Wednesday, June 19, 2013

Troubleshooting troubles! - Part 1

Troubleshooting troubles!

This is a 4 part series focusing on the use case and possible solution for supporting support engineers.

The problem statement

Having done tech-support in the past and now talking to clients or prospects on supporting their support team, what sticks out always is how different the support process is from one company to another. The products being supported are different, the log for each device is different, what you look for in the logs are different and in general everything differs from one product's support team to another. Moreover, how one troubleshoots a problem is also very different even within the same product from one person to another. This brings an interesting question in the Machine data based support space - Is support automation even a possibility.

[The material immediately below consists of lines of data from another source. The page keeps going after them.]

PR #8013, opened 2020-07-31
Iteratively encode JSON responses

clokep:
This uses a producer to encode JSON in chunks to respond to requests. Fixes #6998.

This unfortunately rolls back a bit of the abstraction since `respond_with_json` can't call `respond_with_json_bytes` anymore... further it seems that `respond_with_json_bytes` is reasonable called in a couple of other places. 😢 

~~This also uses private members from `canonicaljson` which is kind of dirty, but wanted to put it up as a proof of concept.~~

PR #9878, opened 2021-04-23
Kill off `_PushHTTPChannel`.

richvdh:
Two commits here: suggest reviewing them separately.

First of all, a fixup to `FakeChannel` which is needed to make it work with the default HTTP channel implementation.

Secondly, it looks like we no longer need `_PushHTTPChannel`, because as of #8013, the producer that gets attached to the `HTTPChannel` is now an `IPushProducer`. This is good, because it means we can remove a whole load of test-specific boilerplate which causes variation between tests and production.

Based on #9874.


clokep (approved):
I'm a little surprised that mypy is OK with the request factory shenanigans, but seems to pass OK. 👍

PR #9879, opened 2021-04-23
Remove various bits of compatibility code for Python <3.6

anoadragon453:
I went through and removed a bunch of cruft that was lying around for compatibility with old Python versions. This PR also will now prevent Synapse from starting unless you're running Python 3.6+.

Best reviewed commit-by-commit.


synapse/secrets.py
```diff
@@ -15,30 +15,14 @@
...
-    import os
-
-    class Secrets:
-        def token_bytes(self, nbytes: int = 32) -> bytes:
-            return os.urandom(nbytes)
-
-        def token_hex(self, nbytes: int = 32) -> str:
-            return binascii.hexlify(self.token_bytes(nbytes)).decode("ascii")
+    def token_hex(self, nbytes: int = 32) -> str:
+        return secrets.token_hex(nbytes)
```
clokep, line 28: Looks like we can get rid of this and just directly use the `secrets` module?

synapse/storage/_base.py
```diff
@@ -114,7 +114,7 @@ def db_to_json(db_content: Union[memoryview, bytes, bytearray, str]) -> Any:
         db_content = db_content.tobytes()
 
     # Decode it to a Unicode string before feeding it to the JSON decoder, since
-    # Python 3.5 does not support deserializing bytes.
+    # it only supports handling strings
```
clokep, line 117: Isn't the opposite true now? That Python > 3.5 supports bytes or strings?

clokep (changes requested):
Looks good overall! Couple of comments.

synapse/storage/_base.py
anoadragon453: There's a bit of an explanation in the commit message of 0506cc9. Essentially we switched to an instance of `JSONDecoder` that looks to only support `str` arguments now. The comment was originally written when we were using `json.decode`, which did support different argument types based on the Python version.

clokep (approved):

clokep:
Looks great! Thanks for cleaning this up! 🎉

PR #9881, opened 2021-04-26
Optionally track memory usage of each LruCache

erikjohnston:
This will double count slightly in the presence of interned strings. It's off by default as it can consume a lot of resources.


richvdh (approved):
lgtm

PR #9882, opened 2021-04-26
Export jemalloc stats to prometheus when used

erikjohnston:
This is useful to see how much memory Synapse is actually using, as opposed to the memory reserved from the OS.

We do this by loading jemalloc lib and doing calls to `mallctl` to fetch the various stats we care about, such as `stats.allocated`.

**Note**: By default python has a small object allocator that sits on top of jemalloc, so unless that is disabled via `PYTHONMALLOC=malloc` the `allocated` stats won't be accurate.


synapse/metrics/__init__.py
```diff
@@ -597,6 +600,163 @@ def f(*args, **kwargs):
...
+    # path, as if we load a *different* jemalloc version things will seg fault.
+    pid = os.getpid()
+
+    # We're looking for a path at the end of the line that includes
+    # "libjemalloc".
+    regex = re.compile(r"/\S+/libjemalloc.*$")
+
+    jemalloc_path = None
+    with open(f"/proc/{pid}/maps") as f:
+        for line in f.readlines():
```
richvdh, line 619:
```suggestion
        for line in f:
```

synapse/metrics/__init__.py
```diff
@@ -597,6 +600,163 @@ def f(*args, **kwargs):
     return f
 
 
+def _setup_jemalloc_stats():
```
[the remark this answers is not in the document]
richvdh: of course, if you were really keen, you'd make a separate python package that can be reused by other jemalloc users...

synapse/metrics/__init__.py
```diff
@@ -597,6 +600,163 @@ def f(*args, **kwargs):
...
+            pass
+
+    class JemallocCollector:
+        """Metrics for internal jemalloc stats."""
+
+        def collect(self):
+            _jemalloc_refresh_stats()
+
+            g = GaugeMetricFamily(
+                "jemalloc_stats_app_memory",
```
richvdh, line 712:
```suggestion
                "jemalloc_stats_app_memory_bytes",
```

synapse/metrics/__init__.py
```diff
@@ -597,6 +600,163 @@ def f(*args, **kwargs):
...
+
+    def _jemalloc_refresh_stats() -> None:
+        """Request that jemalloc updates its internal statistics. This needs to
+        be called before querying for stats, otherwise it will return stale
+        values.
+        """
+        try:
+            _mallctl("epoch", read=False, write=1)
+        except Exception:
+            pass
```
richvdh, line 703: ...?

synapse/metrics/__init__.py
```diff
@@ -597,6 +600,163 @@ def f(*args, **kwargs):
...
+                "active",
+                "resident",
+                "mapped",
+                "metadata",
+            ):
+                try:
+                    value = _mallctl(f"stats.{t}")
+                except Exception:
+                    # There was an error fetching the value, skip.
+                    continue
```
richvdh, line 746: plsno

richvdh (commented):
looks generally good. Can you make it less exception-swallowy?

synapse/app/_base.py
```diff
@@ -115,6 +116,7 @@ def start_reactor(
 
     def run():
         logger.info("Running")
+        setup_jemalloc_stats()
```
erikjohnston, line 119: I changed it to get called here, mainly so that we try to set it up *after* we've got logging set up.

synapse/metrics/jemalloc.py
```diff
@@ -0,0 +1,191 @@
...
+
+    def _jemalloc_refresh_stats() -> None:
+        """Request that jemalloc updates its internal statistics. This needs to
+        be called before querying for stats, otherwise it will return stale
+        values.
+        """
+        try:
+            _mallctl("epoch", read=False, write=1)
+        except Exception:
+            pass
```
richvdh, line 131: I still feel like we shouldn't be completely dropping these exceptions. Why not log something at `warn`?

synapse/metrics/jemalloc.py
```diff
@@ -0,0 +1,191 @@
...
+    logger.debug("Added jemalloc stats")
+
+
+def setup_jemalloc_stats():
+    """Try to setup jemalloc stats, if jemalloc is loaded."""
+
+    try:
+        _setup_jemalloc_stats()
+    except Exception as e:
+        logger.info("Failed to setup collector to record jemalloc stats: %s", e)
```
richvdh, line 191: when do you expect this to be hit?

richvdh (changes requested):

synapse/metrics/jemalloc.py
erikjohnston: Oh, github obviously marked this as outdated. Will fix.

synapse/metrics/jemalloc.py
erikjohnston: This can happen if we choose the wrong jemalloc library mainly, though that shouldn't really happen if we're looking in `/proc/self/maps`

richvdh (approved):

Support automation as one pre-defined workflow tool, which works for all support groups, can be complex to leaning towards impractical. While some aspects of the troubleshooting can be standardized, most part will be product specific or individualistic. What support needs are tools that can help make their troubleshooting tasks simpler and faster, tools that can be customized to every individual's needs and tools that can be programmed to bubble up all known issues and automate related support processes.

If one takes a step back and looks at troubleshooting as a process across product lines, many common things stand out, irrespective of the product being supported. For example,

·         One of the initial steps of troubleshooting is to look at those log files which have the error message
·         The support engineer might then want to check what happened before and after a particular error message in the log file that has the error message
·         The support engineer might want to see what happened in other files (which represent the other systems/processes of the product) during the time of error. The events surrounding an event of interest might throw light into what went wrong
·         The support engineer might also want to look at output of specific commands represented by different sections in the log file. These sections could represent the configuration of the device or the state of the system as a whole or specific parts of the system
·         More often than not, a problem is due to a change in the system's configuration. The support engineer would want to know what changed and when?
·         Depending on the type of the problem, the support engineer might want to dig into performance or other statistical trends which are being tracked for that system
·         Before digging deeper into the logs to solve the issue, the support engineer might also want to check if this is an isolated event or is prevalent across multiple systems in the field.
·         A product never works in isolation and is always interconnected with other devices in a stack like environment. Support issues are many times not isolated incidents, but dependent on other systems in the stack too. The support engineer in this case needs to analyze across stack.
·         The support engineer might want to check if this is a previously solved problem, so that he doesn't reinvent the wheel. He could do this by going through previous support cases and/or knowledge base article that has a solution for this problem
·         If this is a performance related problem, the support engineer, would typically collect performance statistics, plot them and analyze trends. The engineer would also like to know what was going on in the system when the performance went down, what other events occurred, which configuration changed etc
·         What if this is a known bug? The support engineer would then have to check in the Bug database and make sure it is not a known bug; otherwise, the engineer would waste time ascertaining a known problem.
·         What if this is a known issue, but not formally documented anywhere. In most organizations, there is a wealth of information being discussed on the internal E-mail distribution lists, which don't get documented anywhere. So, the support engineer might search his Inbox to see if he finds anything there
·         What about those cheat sheets that each support engineer has built? Those are details only known to a specific engineer, who has not found the time to document it anyplace still. The support engineer might check if the issue at hand matches anything he remembers to have seen/solved before.

There could be more steps than listed above, but you get the picture. While not all issues require detailed troubleshooting, even simple issues or known problems require time spent by support on the process side. For ex: Even if it is a well-defined, known issue, the support engineer still has to spend time to open a case and update all the details in the case, including the solution. If it is an RMA, a linked case has to be opened to dispatch a replacement part. If the support team receives hundreds of such cases, then a significant time is spent even on known issues.

Support needs tools that help perform the above steps faster and tools that can help automate where possible. In the next part of this series, we will look at a platform and associated tools that can help support groups.